Se han cumplido 40 años del golpe militar que acabó con la vida del presidente Salvador Allende y de miles de sus compatriotas, trastocó la vida institucional de su país, lo hundió en una prolongada noche de terror y represión y abrió paso a la imposición pionera del modelo económico neoliberal que años después, con la “revolución conservadora” encabezada por Margaret Thatcher y Ronald Reagan, habría de extenderse por la mayor parte del mundo.

El cuartelazo que encabezó Augusto Pinochet el 11 de septiembre de 1973, y que comenzó con el bombardeo del palacio presidencial de La Moneda, en Santiago, marcó también el inicio de un ciclo de dictaduras militares que durante el resto de esa década y parte de la siguiente se abatió, con la activa colaboración del gobierno de Estados Unidos, sobre la mayor parte de Sudamérica, y que derivó en un proyecto represivo de alcance continental, como lo evidencia la existencia del llamado Plan Cóndor, aparato de fichaje, persecución y exterminio de disidentes que actuaba a través de las fronteras de los países de la región, todo ello justificado por Washington y sus operadores locales como parte de la guerra fría que enfrentaba, por entonces, a Estados Unidos y a la Unión Soviética.

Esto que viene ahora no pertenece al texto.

PR #356, opened 2021-10-28
Add distributed segmentation library

### LINKED ISSUE #244: Processing Large 3D image
Hi @carsen-stringer ,
In an existing [issue thread](https://github.com/MouseLand/cellpose/issues/178) I found that you recommended :  _**“if you're running out of memory due to the size of the tiff we don't currently have a workaround for that -- we recommend splitting the stack and stitching the masks afterwards.”**_

I’m wondering how to achieve an optimal stitching of the masks (aka Label images, in which all the pixels of an object have the same value). Indeed stitching of overlapping intensity values looks natural but my first guess is that it is much more complicated for Labels, in 3D! Detecting objects in 3D in the overlapping area, detecting partially/fully overlapping objects, deciding which one to keep … removing objects touching the edge ?
Am I overthinking it? 

With @lacan we thought it might be “easier” to fuse the flow images ? maybe in temporary files to overcome memory issues and run the other section of CellPose after on the fused image, which might not be so memory hungry?
Best,
Romain

chrisroat:
Added a `contrib` directory for contributed utilities.  Used another `extras_require` in `setup.py` to handle additional dependencies.

Closes #244


carsen-stringer:
Hey Chris, the github workflow is running out of memory when trying to run your volume: https://github.com/MouseLand/cellpose/runs/4132869767?check_suite_focus=true. I'm going to comment out the tests for now but let me know if you want to use a smaller volume or different settings for the tests

chrisroat:
Oh.  We should have tested this before merging.  You may now have a big useless testdata file in your git history.  :(

Do you have guidance on how big a file could be used?  I could crop the current data smaller -- but then I worry about the overlap regions getting different segmentations when each block is segmented individually. 

The testdata I had was 80x448x224 that I snipped from some data I had around.   It was designed to be two adjoining 224x224 chunks which the could be stitched together.   My understanding was that chunks should be at least 224x224 so that the overlapping area (I used ~30 pixels depth) would get approximately the same segmentation.

GFleishman:
While developing a parallel solution, I did the exact same thing (test data had only two blocks). I always use an overlap of 2x the given cell diameter, which for my data is 25-30 pixels; but I can see how this would be problematic for smaller cell diameters. Probably the ideal overlap would be the radius of the full model FOV, which we could figure out from the model layers and kernel sizes, but I didn't bother since my stitching results seemed to look ok.

But I'm confused why 224 is necessary?

chrisroat:
The solutions on each side of a chunk gap must approximately match.  I
found that the cellpose model wasn't very good at giving the same result in
overlap regions unless the overlap was about that size -- I think I got 224
from an early understanding of how tiling/rotating was working within
cellpose.

C

GFleishman:
Thanks for the info!

I'm still a little confused though - are you using a depth of 15 (which would produce an overlap region of 30; right block goes into left block territory by 15 and vice versa, so 30 total pixels are "segmented twice") or a depth of 30 (for an overlap of 60)? My depth is about 60 (2x cell diameter, which is like 26-30), so my overlap region ends up being ~120. The two sides are pretty consistent, but one problem still emerges at the stitching step.

Consider two abutting block faces. Say for the left block, you segmented a region into two adjacent cells. Say for the right block you got *almost* the same result, but the boundary between the two cells is different from the boundary in the left tile by just one pixel. If you naively merge using the label module structuring element strategy, all four regions (which really should be two cells) get merged into one thing.

I hacked an imperfect correction for this here: https://github.com/GFleishman/cellpose/blob/33edb3967558e5d832fafac7f1969f0ba55a57b0/cellpose/distribute.py#L258

I didn't look at any tiling/rotating aspects of the data in cellpose - did I miss something important? I figured as long as the overlap region was large enough that neighboring tile results were consistent within correction limits along the boundaries, that the block could be whatever size you want - e.g. (crazy but) you could do a 1x1x1 block with overlap size of 60 - so 121x121x121 going into cellpose.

Sin embargo, la barbarie instaurada en Chile no fue primordialmente causada por un afán de combatir al comunismo, como alegaron Pinochet y su promotor en Washington, el entonces secretario de Estado Henry Kissinger, sino por el designio de restaurar y ampliar los privilegios de trasnacionales estadunidenses –la ITT, en primer lugar, afectada por la nacionalización del cobre que llevó a cabo el gobierno de Allende– y de establecer escenarios de negocio propicios para otros corporativos trasnacionales. Ese mismo modelo fue repetido años más tarde en otras naciones –México incluido– sin necesidad de recurrir a golpes militares y por medio de políticos civiles como Carlos Salinas, Carlos Menem y Alberto Fujimori.